Frontier fired back, saying the petitions were in no way new news but have been part of the public record since the process began in 2000. Moreover, a negative outcome would mean restarting the permitting process but much of the work completed to date could be reused.
The company also acknowledged that the compensation committee of the board of directors approved employment agreements for five senior executives one day after Eldorado’s bid was launched. But Frontier pointed out that these contracts had been under consideration for more than three months and that change of control provisions are common in executive employment agreements.
The battle lines seemed well entrenched. But a slight revision to Eldorado’s bid changed everything. On June 20, Eldorado added to its offer one exchange receipt for each Frontier share. The exchange receipts entitled the holder to receive 0.008 of an Eldorado share but only when the Greek Joint Ministerial Council issues a resolution accepting the environmental terms of reference for Perama Hill.
The exchange receipt represents a 6.8% boost to the total deal price, bringing it to $1.101 per share, but only if permitting moves ahead as needed.
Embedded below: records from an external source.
PR #89, opened 2020-11-28
Created buttons to navigate from photo to photo

taokinbo:
- [ ] Created buttons that link the photos to each other without having to head back to homepage
- [ ] Each photo is linked to the previous photo and the next photo 
- [ ] Buttons are placed at top of page and at bottom of page
- [ ] Photos follow the order of the homepage index
- [ ] When button is hovered over, the color turns black
- [ ] Last photo in list loops back to the first photo

NextButton
NextButtonHover

@ryaanahmed @clarkce


ryaanahmed:
Looks good, works well. Going to go ahead and merge.

A few of things to think about for next steps:
- This now pulls in a _lot_ of extra data since it's calling the all map squares API endpoint. We're not using most of it for this page, so it's probably worth constructing an API endpoint that sends less stuff for this functionality, for speed.
- Would be great to have some information about next and previous photos (thumbnail, photo number, map square, etc.)
- The state when there's no previous photo isn't very clear

ryaanahmed (approved):

PR #91, opened 2020-12-07
Kmeans image clustering

JusticeV452:
Use k-means model to group similar images
- Added Cluster model and serializer to the database to manage photo groupings
- Added custom django command to fit a k-means model to the photo database and create cluster instances
- Added frontend view to view photo groupings
- create clusters by running "python manage.py createkmeans [number_of_clusters]"


ryaanahmed (approved):
Super cool. Would be interesting to see whether we get different/better/worse results by using feature vectors extracted in #93 to do this clustering as follow on work.

I made a light refactor to the pickling code; there was a branch where it would just load and then resave, and I think that no longer happens.

Probably the management command wants some factoring out into individual functions in order to extend this work, but that can happen as a next step. Also would love a frontend view that shows all of the clusters in on a single page in some kind of interactive format.

PR #92, opened 2020-12-09
Interactive Map View

L-Jewel:
- Replaces landing page with an interactive map
- Map displays the map squares in regularly shaped map page grids
- Upon clicking the map squares, a pop up containing the map square number, the number of photos in the map square, and a link to its map square page appears.
- If there are no photos in a map square, the square is grayed out, while the ones that contain photos appear in red


joshfeli:
We resolved all basic linting errors, but we would have to refactor the `populate_database` function in `syncdb` to pass the python linter test.

ryaanahmed:
> We resolved all basic linting errors, but we would have to refactor the populate_database function in syncdb to pass the python linter test.

Thanks -- I added a comment to the function explaining what's going on. `populate_database` is at a stage where it does want a cleanup refactor, but let's not do that in this PR, both for expediency and so that the PR is intelligible. At this point we need to separate `populate_database` into a separate function per model, as the models have diverged significantly over the course of the semester.

ryaanahmed:
Just posting a screenshot here...

map_view

ryaanahmed (approved):
This is great work -- the result really brings the project to life!

Please take a look at some of the changes I made, particularly in my commit b5897bc to the populate_map_pages module. I'd usually do this as review, but given how close we are to wrapping up, went ahead and made the changes myself. Some things to note:

- `csv.reader` and `csv.writer` are designed to work with lists and such -- take a look at the final version here for an example. You don't want the `delimiter=' '` -- by default the delimiter is a comma, so you don't need to split on commas, etc. The reader will just spit out rows already split up by comma.

- In general, you don't want to do all of the work while you have file handles open. Better to open a file, grab whatever data you need from it, do the computation and cache the results to some kind of data structure in memory, and at the _end_ open another file handle to write out the results. Again, see `populate_map_pages` after my last couple of commits for an example.

Great work, though. Merging!

ryaanahmed:
One more note -- this PR changes a few heights etc. to be defined in `vh`. You have to be a bit careful with setting things according to viewport height because it's very easy to end up in situations where, e.g., the navbar is going to overlap other UI elements.

I'm going to do a pass to cleanup CSS problems at the end after merging everything, but just FYI many of the changes to `vh` and `vw` in this PR probably won't come out the other end of that because at certain viewport dimensions, things look screwy.

e.g. you can end up with situations like this:

vh_problems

Blackmont analyst Richard Gray said incorporating the permitting risk into the offer price was a clever move on Eldorado’s part.
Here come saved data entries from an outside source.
PR #93, opened 2020-12-10
Add backend methods for determining photo similarity

Dylan-Weber:
- Added pairwise similarity and mean squares error analyses.
  - For the most part, these give very similar results to cosine similarity
- Added maps between different layers of resnet18 and their required vector sizes so that different layers can be experimented with. Vicky said maxpool and Pairwise gave the best results. 
  - Once again, changing the layer did not seem to change the results too much.

Unfortunately, I don't think this project turned out to be very successful. The results for each of the photos often tend to give the same similar photos, so the results are not indicative of actual similarity. Still, I hope this can be used as a potential base for anyone wishing to measure similarity as part of Catherine's UROP team.


ryaanahmed:
Thanks for great work on this project. It's a bummer that we weren't able to get better results, but the infrastructure here will absolutely be essential for follow-on work on similarity that the next folks working with @clarkce on this project will undertake.

My suspicion is that to get better results, we really need to train our own model, since the stuff in imagenet is so different from our images, and in order to train our own model, we'll need more images, which is going to take a little while with the scanning at the archives. Once we're able to do that, almost all of the code will be able to be directly repurposed.

The organization of the different similarity functions, the frontend, etc. are all great.

Thanks to all who worked on this project for being willing to try something new and difficult!

ryaanahmed (approved):

PR #103, opened 2021-01-13
Improved Loading Speed and Loading Page

JasonLin43212:
- Improved the loading speed of the landing page (~5s -> ~3s)
- Improved loading speed of Photo page (~4s -> almost instant)
- Added a loading screen:

Screenshot from 2021-01-13 14-36-59


frontend/src/clusterView/clusterView.js
```diff
@@ -54,9 +54,13 @@ export class ClusterView extends React.Component {
 
     render() {
         if (this.state.loading) {
-            return (<h1>
-                Loading!
-            </h1>);
+            return (
+                <React.Fragment>
```
ryaanahmed, line 58: This pattern is in a bunch of places as a loading screen component -- let's factor that out.

ryaanahmed (changes requested):
Looks really good - let's just factor out the whole loading screen, since that same fragment appears in every view now.

ryaanahmed:
p.s. the speed changes are _really_ helpful.

PR #104, opened 2021-01-15
Changed the Map and Square Colors

adanna-a:
- Picked a different open street map layer with less roads and colors
- Change empty squares to darker grey 
- Changed squares with pictures from red to blue

Screen Shot 2021-01-15 at 10 53 19 AM


frontend/src/index/index.js
```diff
@@ -67,7 +74,10 @@ class Map extends React.Component {
                                     <Rectangle
                                         key={index}
                                         bounds={mapSquareBounds}
-                                        color={'#b3b3b3'} weight={2}
+                                        color={'#737a7a'} weight={1}
```
ryaanahmed, line 77: Rather than hard coding color here, can you instead give this `Rectangle` and the one below CSS classes, and in the corresponding scss file point to a color variable? @L-Jewel is working on overall color scheme, so then she can tweak in the scss files without having to go hunting for these.

p.s. the curly braces in JSX mean "this is a JavaScript expression" so for strings you don't need them: `color='#737a7a'` resolves to the same as `color={'#737a7a'}`. You need the curly braces if instead of a string or number literal, you were passing a more complex expression like a function call or doing some addition.

ryaanahmed (changes requested):
Looks a lot nicer! Let's factor out the color stuff (see review comments) to make @L-Jewel's color scheme work easier, and then it's good to go.

frontend/src/index/index.js
sharabhuiyan: @ryaanahmed I have assigned both rectangles CSS classes.

ryaanahmed (approved):
thanks for the changes - looks great. merging!

PR #107, opened 2021-01-19
Search Page, About Page, Navbar Update, and Analysis Page

JasonLin43212:
Note: Padding and margins for the top and bottom of the page are a bit weird. This problem is fixed on the image-page pull request.
Another Note: I'm not sure why but there are a lot of files in node modules that were modified, which is why it says that there are over 2000 files that were changed

In this branch, we were able to:
- Implement the search functionality:
    - You can search by a full text search, which will use the text you input and check if photographer names, number, photo tags, 
       or photo caption match with the text.
    - You can also do an advanced search, which will allow you to search for specific photographers, captions, or tags individually.
Screenshot from 2021-01-19 12-01-47

- Updated the navbar for easy navigation to different pages.
Screenshot from 2021-01-19 12-03-44

- Updated the about page with lorem ipsum text along with the photos of everyone who worked on the project.
- Added an all analysis page for easy navigation to the analysis pages. A link will only show up if there is at least one result for a specific type of analysis.
Screenshot from 2021-01-19 12-07-05
- Map Square page now uses photos
Screenshot from 2021-01-19 12-08-41
- Fixed bug in syncdb where it incorrectly assigns the photographers for photos with no photographer number

(Sorry about the gigantic pull request)

Some things that we should examine after all the pull requests are merged:
- Navbar and Footer padding on all the pages
- Making sure that the map on the landing page is the right size and has visible buttons for zooming in and out.
- Dropdown for tag selection on search page is not covered by footer


ryaanahmed:
> Another Note: I'm not sure why but there are a lot of files in node modules that were modified, which is why it says that there are over 2000 files that were changed

@JasonLin43212 it looks like someone inadvertently ran `npm install` from the project root directory rather than in the `frontend` directory, which is why it created a new `node_modules` dir in the root we've got all the extra files. Please delete this new project root level `node_modules` dir.

ryaanahmed:
(`frontend/node_modules` is git ignored, so changes in node_modules shouldn't show up in the repo at all)

JasonLin43212:
@ryaanahmed I just deleted the `node_modules` directory.

backend/app/views.py
```diff
@@ -188,3 +203,63 @@ def get_photos_by_cluster(request, number_of_clusters, cluster_number):
...
+    is_advanced = query['isAdvanced']
+
+    if is_advanced:
+        photographer_name = query['photographerName']
+        photographer_num = query['photographerId']
+        caption = query['caption'].strip()
+        tags = query['tags']
+
+        django_query = Q()
+        if photographer_name != '':
```
ryaanahmed, line 223: not preventing merge but -- empty strings and lists of length 0 are "falsy" in Python, so these can just be `if photographer_name`, `if tags:` etc.

backend/app/views.py
```diff
@@ -188,3 +203,63 @@ def get_photos_by_cluster(request, number_of_clusters, cluster_number):
     cluster = Cluster.objects.get(model_n=number_of_clusters, label=cluster_number)
     serializer = PhotoSerializer(cluster.photos.all(), many=True)
     return Response(serializer.data)
+
+
+@api_view(['POST'])
+def search(request):
```
ryaanahmed, line 209: Great work putting this search query together.

frontend/src/about/about.js
```diff
@@ -103,7 +109,42 @@ class About extends React.Component {
                     </div>
                     <div>
                         <p>
-                            Copy about the project will go here.
+                            Lorem ipsum dolor sit amet, consectetur adipiscing elit, sed do
```
ryaanahmed, line 112: Please open a follow-up issue to make sure we don't forget to fill this in with real text soon!

frontend/src/search/search.js
```diff
@@ -0,0 +1,315 @@
...
+        this.setState({ ...searchData });
+    }
+
+    async componentDidMount() {
+        try {
+            const searchTagResponse = await fetch('/api/get_tags/');
+            const searchTags = await searchTagResponse.json();
+            const { tags, photographers } = searchTags;
+            // Sort by name and then by number, if the photographers have one
+            photographers.sort((a, b) => {
```
ryaanahmed, line 224: Cleanup TODO (not preventing merge) -- looks to me like this sort can be done in the backend in the db query by Django using the `order_by` method of a queryset (https://docs.djangoproject.com/en/3.1/ref/models/querysets/#order-by). Much faster to do a sort this way if it's possible than doing it in the frontend like this.

frontend/src/search/search.js
```diff
@@ -0,0 +1,315 @@
...
+                            this.state.data
+                            && <div>
+                                <h2>
+                                    {this.state.isAdvanced
+                                        ? 'Advanced Search Results'
+                                        : 'Search Results'}
+                                </h2>
+                                <p>{this.state.searchText}</p>
+                                <div className='search-results'>
+                                    {this.state.data.map((photo, k) => {
```
ryaanahmed, line 281: Cleanup TODO (not preventing merge) -- I'd like to see this factored out into a component for readability.

ryaanahmed:
> @ryaanahmed I just deleted the `node_modules` directory.

Great! Note that there was also an errant `package-lock.json` file that was created at the same time. I've gone ahead and deleted that.

ryaanahmed (approved):
Great work. Some comments within for future cleanup, but merging now.

PR #1409, opened 2025-01-11
surface mime type when passing attachments to user

isahers1:


js/src/client.ts
```diff
@@ -2770,6 +2770,7 @@ export class Client implements LangSmithTracingClientInterface {
         (acc, [key, value]) => {
           acc[key.slice("attachment.".length)] = {
             presigned_url: value.presigned_url,
+            mime_type: value.mime_type || undefined,
```
jacoblee93, line 2773: You don't need `|| undefined`, just `value.mime_type`

js/src/tests/evaluate_attachments.int.test.ts
```diff
@@ -40,6 +40,10 @@ test("evaluate can handle examples with attachments", async () => {
     const expectedData = new Uint8Array(
       Buffer.from("fake image data for testing")
     );
+    const attachmentMimeType = config?.attachments?.["image"].mime_type;
```
jacoblee93, line 43: `config?.attachments?.image.mime_type;` is more conventional

For JS you only use box notation like that for things that have characters that can be represented inline e.g. if you were to do:

`config?.attachments?.["foo-bar"].mime_type;`

agola11 (approved):
approving to unblock, but please address Jacob's comments

js/src/tests/evaluate_attachments.int.test.ts
```diff
@@ -34,22 +34,22 @@ test("evaluate can handle examples with attachments", async () => {
...
     }
     const attachmentData: Uint8Array | undefined = config?.attachments?.[
       "image"
     ].presigned_url
       ? new Uint8Array(
-          (await fetch(config?.attachments?.["image"].presigned_url).then(
-            (res) => res.arrayBuffer()
+          (await fetch(config?.attachments?.image.presigned_url).then((res) =>
+            res.arrayBuffer()
           )) as ArrayBuffer
```
jacoblee93, line 53: nit: do you need the cast?

jacoblee93 (approved):
Thanks!

js/src/tests/evaluate_attachments.int.test.ts
isahers1: yes, cast is necessary:

No overload matches this call.
  The last overload gave the following error.
    Argument of type 'Iterable<number> | ArrayBuffer' is not assignable to parameter of type 'ArrayBufferLike'.
      Type 'Iterable<number>' is not assignable to type 'ArrayBufferLike'.ts(2769)
lib.es5.d.ts(2405, 5): The last overload is declared here.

Perama Hill is in the Thrace region of northern Greece. The project hosts 11.7 million tonnes of oxide material grading 3.62 grams gold per tonne for 1.36 million oz. gold plus a potential open-pit sulphide resource ranging from 1.5 million tonnes grading 6 grams gold to 2.5 million tonnes grading 5 grams gold.
Interim numbers from a feasibility study under way for the project estimate initial capital costs at US$100.3 million. Operating costs come in at US$20.76 per tonne.
In addition to Perama Hill, Frontier holds a 50% interest in the Macusani uranium project in southeastern Peru. Frontier operates the project, carrying joint-venture partner Solex Resources (SOX-V, SLXRF-O).
Frontier’s third property is the Taraira gold project in southeastern Colombia, adjacent to the Brazilian border. Frontier holds 51% of Taraira, which has seen limited work, with privately owned Cosigo Resources holding the remainder.
Frontier is currently trading around the $1-mark. The company has a 52-week trading range of 44- $1.10 and has 164.6 million shares issued.
On news of the successful takeover, Eldorado’s share price lost 48 to close at $8.13. The company has a 52-week trading range of $3.79-9.01 and has 345.3 million shares issued.
Eldorado currently operates the newly reopened Kisladag gold mine in Turkey, the Tianjianshan gold mine in China, and is developing the Efemcukuru gold project and Vila Nova iron ore project in Turkey and Brazil, respectively.